Regulatory framework desperately needed to support household businesses: Experts

The enterprise and investment laws should be amended to stimulate the development of the private sector, especially the five million business households, and to make the business environment more liberal, said experts at a conference in Hanoi on February 20.


The conference was held by the Vietnam Chamber of Commerce and Industry (VCCI) and the Ministry of Planning and Investment to canvass opinions about plans to amend the two laws, reported the Vietnam News Agency.

VCCI president Vu Tien Loc said that these laws have not only created breakthroughs in investment activity and business establishment but have also resulted in other pro-business laws being adopted.

The Government has adopted programs for the reduction and simplification of business conditions, changed the focus of governance from pre- to post-checks and created links for handling administrative procedures.

Also, the business and investment climate has changed for the better. The pace of business establishment in the last three years has reached its 20-year highs, while the private sector has made great progress, according to Loc.

However, there remain regulations that are impeding business and investment, so they should be revised to make life easier for businesses and investors.

Dau Anh Tuan, head of the VCCI’s Legal Department, said that the current business registration procedures are hailed as an achievement of administrative reforms, but the odds are still stacked against firms, such as in the identification of level-four industry codes for business registration.

According to Tuan, business households are obliged to complete many unnecessary procedures such as making announcements to tax and market surveillance authorities at their places of business. These shortcomings can be hindrances, which runs counter to the spirit of the reform.

He cited statistics as indicating that Vietnam has some five million business households, accounting for more than 30% of the country’s gross domestic product. However, the current legal framework for business households is inadequate, and there is a lack of equality between business households and companies.

Many policies on tax, accounting, land and labor, among other things, have made business households reluctant to convert themselves into companies, he said.

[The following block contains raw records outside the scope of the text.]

PR #300, opened 2020-06-18
sdf 1.8: support specifying frames as joint child/parent 

### LINKED ISSUE #204: joint: should support specifying frames in `<child>` and `<parent>`
**Original report ([archived issue](https://osrf-migration.github.io/sdformat-gh-pages/#!/osrf/sdformat/issues/204)) by Eric Cousineau (Bitbucket: [eacousineau](https://bitbucket.org/%7B71c9fc05-02c8-45e1-adfa-13c8ac3399dc%7D/), GitHub: [EricCousineau-TRI](https://github.com/EricCousineau-TRI)).**

# Summary

At present, the `<child>` and `<parent>` elements of `<joint>` are constrained to be links:
http://sdformat.org/spec?ver=1.6&elem=joint#joint_parent

It would be excellent if the specification permitted using frames. Per #200, if a link creates an implicit frame, then this change will be backwards-compatible at a specification level.

# Motivation

When specifying a world in SDF, it would be nice to specify joints with more semantics than just a link and an offset; e.g. if I want to weld a mug to the top of a table, I can specify two frames (completely invariant of the model frames) on the mug and table, and then just weld those two frames together. For a robot with revolute joints, you can embed better semantics when assembling the robot.

I am willing to provide a draft change to the spec, and possibly to the API as well to accommodate this change while considering backwards compatibility.

# Describe alternatives you've considered

TTBOMK, the alternative is to use the present state, which is to manually compute the kinematics; while feasible, this is brittle due to numerics. Xacros / ruby templates shouldn't be necessary for conveniently joining things.

# Additional context

If this proposal is accepted, I would like to ensure that this feature is implemented in Drake here:
https://drake.mit.edu/doxygen_cxx/namespacedrake_1_1multibody_1_1parsing.html#a3e9bff0197c6c7f86f9ff6f8854def53
https://drake.mit.edu/pydrake/pydrake.multibody.multibody_tree.parsing.html#pydrake.multibody.multibody_tree.parsing.AddModelFromSdfFile
Downstream issue: https://github.com/RobotLocomotion/drake/issues/9910

\cc @nkoenig

scpeters:
Resolves #204.

The meat of this PR is in 53bdf38, which modifies the `sdf/1.8/joint.sdf` documentation and 
cf095f3, which changes how the graphs are constructed in FrameSemantics.cc. There's a bit of noise from deprecation of API's like `Joint::ChildLinkName` and tests, so start with those two commits.

---
This change is [Reviewable](https://reviewable.io/reviews/osrf/sdformat/300)

### DIFF
--- a/Migration.md
+++ b/Migration.md
@@ -189,6 +189,10 @@ but with improved human-readability..
 
 ## SDF protocol 1.7 to 1.8
 
+### Modifications
+
+1. **joint.sdf** `child` and `parent` elements accept frame names instead of only link names
+
 ### Deprecations
 
 1. **joint.sdf** `initial_position` element in `<joint><axis>` and `<joint><axis2>` is deprecated
--- a/Migration.md
+++ b/Migration.md
@@ -26,6 +26,10 @@ but with improved human-readability..
    + ***Deprecation:*** void SetParentLinkName(const std::string &)
    + ***Replacement:*** void SetParentName(const std::string &)
 
+1. **sdf/parser.hh**
+   + ***Deprecation:*** bool checkJointParentChildLinkNames(const sdf::Root \*)
+   + ***Replacement:*** bool checkJointParentChildNames(const sdf::Root \*)
+
 ## SDFormat 8.x to 9.0
 
 ### Additions
--- a/Migration.md
+++ b/Migration.md
@@ -12,6 +12,20 @@ forward programmatically.
 This document aims to contain similar information to those files
 but with improved human-readability..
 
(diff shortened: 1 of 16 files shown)


EricCousineau-TRI:
Reviewable: https://reviewable.io/reviews/osrf/sdformat/300#-

scpeters:
I'm going to close this in favor of #304 because I think the deprecations are too much noise for a PR adding functionality. I've incorporated some of the feedback about pose offsets in the example files and adding a link to the migration guide in #304.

He pointed out that the amendments to the Enterprise Law should take into account measures to boost the transformation of business households into formal enterprises. The move is meant to create a favorable and fair business environment and enhance their governance quality to establish a generation of private enterprises that are large and strong.

Hence, it is critical to create a legal framework for business households to bolster their development.

“Why are business households, which employ dozens or hundreds of workers each, not regarded as companies? Their nature is, in fact, the same as private companies,” said VCCI president Loc, stressing that not recognizing business households as enterprises could be the greatest bottleneck of Vietnam’s regulatory system.

Loc said that the amendments to the Enterprise Law should regulate business households as a type of enterprise while creating favorable conditions, especially in terms of tax and accounting policies, for small and micro businesses.

Regarding the Investment Law, Tuan commented that the current investment procedures are more liberal but there is still an overlap among the relevant laws and policies.

He wondered whether the environmental impact assessment would be made before or after in-principal investment approvals were issued, whether investment procedures under the law are consistently applied and whether other specialized policies have the right to request additional documentation in their applications.

Also, the relationship between the Investment Law and other specialized laws, such as the laws on environmental protection, land and bidding, should be taken into consideration in amending the two laws.

Deputy Minister of Planning and Investment Vu Dai Thang said the amendments of the two laws should create a more favorable business environment and encourage creativity and innovation. The issues related to business registration will also be simplified.

He added that this would promote an entrepreneurial and innovative spirit and ease market entry costs for businesses, especially in the context of global integration, when new-generation free trade agreements such as the Comprehensive and Progressive Agreement for Trans-Pacific Partnership come into force.

He said the ministry would consider VCCI’s recommendations, admitting that the current policies of encouraging business households to transform into enterprises had not delivered the expected results.